How many separate lines of the data contain "reasonable"? Give the count and nothing else.

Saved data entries
[Start of Attachment]

PR #6440, opened 2025-02-22
BREAKING(tar/unstable): fix handling of mode, uid, and gid

BlackAsLight:
Closes: https://github.com/denoland/std/pull/6376

This pull request makes the changes discussed in the other linked pull request.

It changes mode, uid, and gid to accept and decode numbers in the octal format `0o775` instead of decimal format `775`. It also changes slightly the decoding segment of these three to be more compatible with other tar specs.

### DIFF
--- a/tar/tar_stream.ts
+++ b/tar/tar_stream.ts
@@ -68,17 +68,17 @@ type TarStreamInputInternal =
 export interface TarStreamOptions {
   /**
    * An octal literal.
-   * Defaults to 755 for directories and 644 for files.
+   * Defaults to 0o755 for directories and 0o644 for files.
    */
   mode?: number;
   /**
    * An octal literal.
-   * @default {0}
+   * @default {0o0}
    */
   uid?: number;
   /**
    * An octal literal.
-   * @default {0}
+   * @default {0o0}
    */
   gid?: number;
   /**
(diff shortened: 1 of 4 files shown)


tar/tar_stream.ts
```diff
@@ -222,9 +222,9 @@ export class TarStream implements TransformStream<TarStreamInput, Uint8Array> {
         header.set(name); // name
         header.set(
           encoder.encode(
-            options.mode.toString().padStart(6, "0") + " \0" + // mode
-              options.uid.toString().padStart(6, "0") + " \0" + //uid
-              options.gid.toString().padStart(6, "0") + " \0" + // gid
+            options.mode.toString(8).padStart(6, "0") + " \0" + // mode
+              options.uid.toString(8).padStart(6, "0") + " \0" + //uid
+              options.gid.toString(8).padStart(6, "0") + " \0" + // gid
```
kt3k, line 227: I missed this in #6376, but I don't think UID and GID are generally handled as octals. See docs of `Deno.chown` for example. https://docs.deno.com/api/deno/~/Deno.chown

Can we do these changes only for 'mode'?

BlackAsLight: We can but the spec is only expecting octal digits to be written

0f-0b: I agree that this change should be done for UID and GID as well. Currently, to set the UID to, for example, 501, the user would have to write `uid: 765` (the octal representation of 501 disguised as a decimal literal), which doesn't make sense to me.

```ts
import { TarStream, type TarStreamInput } from "jsr:@std/tar@0.1.5/tar-stream";

const file = new Blob(["hello world\n"]);
await ReadableStream.from<TarStreamInput>([
  {
    type: "file",
    path: "hello.txt",
    size: file.size,
    readable: file.stream(),
    options: { uid: 765, gid: 24, mtime: 0 },
  },
])
  .pipeThrough(new TarStream())
  .pipeTo(Deno.stdout.writable);
```

```shellsession
$ deno run a.ts | tar tv
-rw-r--r--  0 501    20         12 Jan  1  1970 hello.txt
```

kt3k (approved):
LGTM. Thanks for the fix!

PR #6442, opened 2025-02-23
refactor(encoding): adding consistency and performace

BlackAsLight:
related: https://github.com/denoland/std/issues/5944

This pull request rewrites the unstable modules of `@std/encoding` bringing performance and consistency in how the code is structured, executed, as well as a few new benefits. This pull request also brings the performance benefits to the stable modules without breaking anything.

The unstable modules have been simplified and merged. There was a lot of files before with many the only difference being the encoding format. This pull request merges those and asks for a simple string argument to specify what one you're after when decoding and encoding. For example:
```ts
encodeBase64("Hello World", "Base64");
encodeBase64("Hello World", "Base64Url");
```

Something to note is that when passing a `Uint8Array` or an `ArrayBuffer` to `encodeBase64` etc, in the unstable modules, the buffer is detached and returned with the encoded or decoded output. The reason for this is because most users wouldn't be using the buffer passed in afterwards and for the few that do, they can simply force a copy with `.slice()`. This means that less memory is created and copied around for the GC. 

This pull request also adds some new functions (`encodeRawBase64`) around encoding/ decoding in a raw manner for those who want to only transform part of a buffer in place while still maintaining the information before it. Allowing a more advanced and low level function to the existing ones that are also zero copy. A new util function is also available called `calcMax` to help users easily calculate how much space they'll actually need up front.

Lastly this pull request should bring 100% coverage to the unstable modules, but testing locally the coverage report didn't seem to hit lines I made tests, and verified, to hit those lines.


BlackAsLight:
Benchmarking these changes produce some interesting results.

With very small buffers (2 ** 5), the current encoding seems to out perform these new changes by 5x. Pushing the buffer to 2 ** 10 causes these changes to beat the current encoding by 2x, and moving the buffers to 2 ** 15, the changes beat the current encoding by 10x. These changes also seem capable of encoding the deno binary `encodeBase64(await Deno.readFile(Deno.execPath()), "Base64");` in less than 200ms where the current encoding would crash due to running out of memory.

When decoding the atob seems to always beat these new changes. T_T

BlackAsLight:
This pull request is getting split up into four. Once those three land, one more is expected to bring the performance benefits to the stable versions of the package

PR #6444, opened 2025-02-25
feat(fs/unstable): add writeFile and writeFileSync

jbronder:
This PR add `writeFile` and `writeFileSync` APIs to the `@std/fs` package which are functions intended to mirror `Deno.writeFile` and `Deno.writeFileSync`.  The PR also adds the `WriteFileOptions` type as well as `getFsFlag` and `getNodeStream` functions to prepare for implementing subsequent APIs such as `open(Sync)` and `writeTextFile(Sync)`. 

Towards #6255.


fs/unstable_write_file.ts
```diff
@@ -0,0 +1,132 @@
...
+ * @param data The content in bytes or a stream of bytes to be written.
+ * @param options Options to write files.
+ */
+export async function writeFile(
+  path: string | URL,
+  data: Uint8Array | ReadableStream<Uint8Array>,
+  options?: WriteFileOptions,
+): Promise<void> {
+  if (isDeno) {
+    return Deno.writeFile(path, data, { ...options });
```
eryue0220, line 38: I think here is no need return and just use `await`.

fs/unstable_write_file.ts
```diff
@@ -0,0 +1,132 @@
...
+ * @param data The content in bytes to be written.
+ * @param options Options to write files.
+ */
+export function writeFileSync(
+  path: string | URL,
+  data: Uint8Array,
+  options?: WriteFileOptions,
+): void {
+  if (isDeno) {
+    return Deno.writeFileSync(path, data, { ...options });
```
eryue0220, line 105: It's no need to`return`.

fs/unstable_write_file.ts
jbronder: Thank you! Appreciate it.

fs/unstable_write_file.ts
jbronder: Thank you!

fs/unstable_write_file.ts
```diff
@@ -0,0 +1,132 @@
...
+      append,
+      create,
+      createNew,
+      truncate,
+      write: true,
+    });
+    try {
+      if (data instanceof ReadableStream) {
+        const { Readable } = getNodeStream();
+        await getNodeFs().promises.writeFile(path, Readable.fromWeb(data), {
```
kt3k, line 59: I don't think this `Readable.fromWeb` call is necessary as `fs.promises.writeFile` supports `AsyncIterable` input and ReadableStream in Node.js should implement `AsyncIterable`

fs/unstable_write_file.ts
```diff
@@ -0,0 +1,132 @@
...
+      append,
+      create,
+      createNew,
+      truncate,
+      write: true,
+    });
+    try {
+      getNodeFs().writeFileSync(path, data, { flag, signal });
+      if (mode != null) {
+        getNodeFs().chmodSync(path, mode);
```
kt3k, line 126: Ditto. Do we need `chmodSync` call here?

fs/_get_fs_flag.ts
```diff
@@ -0,0 +1,76 @@
+// Copyright 2018-2025 the Deno authors. MIT license.
+
+// getAccessFlag and getCreationFlag adapted from the original in Rust's std::fs
+// <source path="https://github.com/rust-lang/rust/blob/304441960e7058fe97f09ef00b20739b4dc56d11/library/std/src/sys/unix/fs.rs#L694-L728" />
+
+import { BadResource } from "./unstable_errors.js";
+import { platform } from "node:os";
+import { constants } from "node:fs";
```
kt3k, line 8: This file is included in non-test code, and these imports cause `node:` dependencies included even in Deno programs, which is not a desirable situation. Let's avoid importing these here.

To replace constants, I'd suggest using hard-coded values. To replace `os.platform`, let's use `process.platform === 'win32'` check, which is available as a global variable.

fs/_get_fs_flag.ts
```diff
@@ -0,0 +1,76 @@
+// Copyright 2018-2025 the Deno authors. MIT license.
+
+// getAccessFlag and getCreationFlag adapted from the original in Rust's std::fs
+// <source path="https://github.com/rust-lang/rust/blob/304441960e7058fe97f09ef00b20739b4dc56d11/library/std/src/sys/unix/fs.rs#L694-L728" />
```
kt3k, line 4: I don't think we should borrow these code as they include many unrelated code. Also throwing BadResource for some combinations doesn't seem desirable as Deno API don't behave in that way.

I think `getFsFlags` should be somethig like:

```js
if (options.create) {
  flags |= O_CREAT;
}
if (options.createNew) {
  flags |= O_EXCL;
}
if (options.append) {
  flags |= O_APPEND;
} else if (options.create) {
  flags |= O_TRUNC;
}
return flags;
```

What do you think?

fs/unstable_write_file.ts
jbronder: I'll get this updated.  That should also get rid of the `getNodeStream` function as well.

fs/unstable_write_file.ts
jbronder: I believe the same reasoning stated in lines 64-67 would also apply to the synchronous call.

fs/_get_fs_flag.ts
jbronder: Sound good. I'll update this.

fs/_get_fs_flag.ts
```diff
@@ -0,0 +1,76 @@
...
+
+import { BadResource } from "./unstable_errors.js";
+import { platform } from "node:os";
+import { constants } from "node:fs";
+
+const { O_APPEND, O_CREAT, O_EXCL, O_TRUNC, O_RDONLY, O_WRONLY, O_RDWR } =
+  constants;
+
+// deno-lint-ignore ban-types
+type Optional<T extends {}> = { [K in keyof T]?: T[K] };
```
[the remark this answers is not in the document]
jbronder: After looking at Partial. Agreed.

fs/_get_fs_flag.ts
jbronder: The intention of using this implementation of `getFsFlag` was to also apply the same function for the `open(Sync)` APIs when working with `OpenOptions`. The error handling should be consistent with the Node and Deno runtimes and I can understand why this implementation shouldn't be used. 

I can implement your suggestion as part of the flag function specifically for `writeFile(Sync)` and `writeTextFile(Sync)`. In doing so, it might make sense to have two different `getFsFlag` functions one for `writeFile`-specific operations and one for `open`. Something like `getWriteFsFlag` and `getOpenFsFlag` may help simplify the implementations rather than combining into one `getFsFlag` function.

kt3k: > In doing so, it might make sense to have two different getFsFlag functions one for writeFile-specific operations and one for open. Something like getWriteFsFlag and getOpenFsFlag may help simplify the implementations rather than combining into one getFsFlag function.

That sounds reasonable to me

fs/unstable_write_file.ts
```diff
@@ -0,0 +1,132 @@
...
+        const { Readable } = getNodeStream();
+        await getNodeFs().promises.writeFile(path, Readable.fromWeb(data), {
+          flag,
+          signal,
+        });
+      } else {
+        await getNodeFs().promises.writeFile(path, data, { flag, signal });
+      }
+      if (mode != null) {
+        await getNodeFs().promises.chmod(path, mode);
```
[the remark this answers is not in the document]
kt3k: Oh, good findings! Then the current code looks completely reasonable 👍

fs/_get_fs_flag.ts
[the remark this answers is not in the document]
jbronder: I decided to build the type `WriteBooleanOptions` using the `Pick<T, Keys>` utility type instead of a `Partial`.

fs/_get_fs_flag.ts
jbronder: I've left the name of the file as `_get_fs_flag.ts` to group the `getOpenFsFlag` (to be implemented) and `getWriteFsFlag` functions together.

fs/_get_fs_flag.ts
```diff
@@ -0,0 +1,33 @@
...
+>;
+
+/**
+ * Uses the boolean options specified in {@linkcode WriteFileOptions} to
+ * construct the composite flag value to pass to the `flag` option in the
+ * Node.js `writeFile` function.
+ */
+export function getWriteFsFlag(opt: WriteBooleanOptions): number {
+  const { O_APPEND, O_CREAT, O_EXCL, O_TRUNC, O_WRONLY } =
+    getNodeFs().constants;
```
kt3k, line 18: 👍

kt3k (approved):
LGTM. Nice!

PR #6445, opened 2025-02-26
test(fs/unstable): remove windows specific paths and fix ci

kt3k:
These windows specific code paths started failing in canary


kt3k:
Looks like this was fixed without any change on main..

(Could be an issue of VM setup change in gh-actions?)

Created an issue https://github.com/denoland/std/issues/6447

[End of Attachment]

» Result
2